### Assignment
The records below must be reproduced in full and without error.

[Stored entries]

PR #255, opened 2019-09-29
Add _DJ* Werebear animations to avatars.2da

caillean7:
As requested [here](https://www.gibberlings3.net/forums/topic/30655-werebear-animations-on-gemrb/?tab=comments#comment-272919)


lynxlynxlynx:
Thanks!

### Output of the task
PR #255, opened 2019-09-29
Add _DJ* Werebear animations to avatars.2da

caillean7:
As requested [here](https://www.gibberlings3.net/forums/topic/30655-werebear-animations-on-gemrb/?tab=comments#comment-272919)


lynxlynxlynx:
Thanks!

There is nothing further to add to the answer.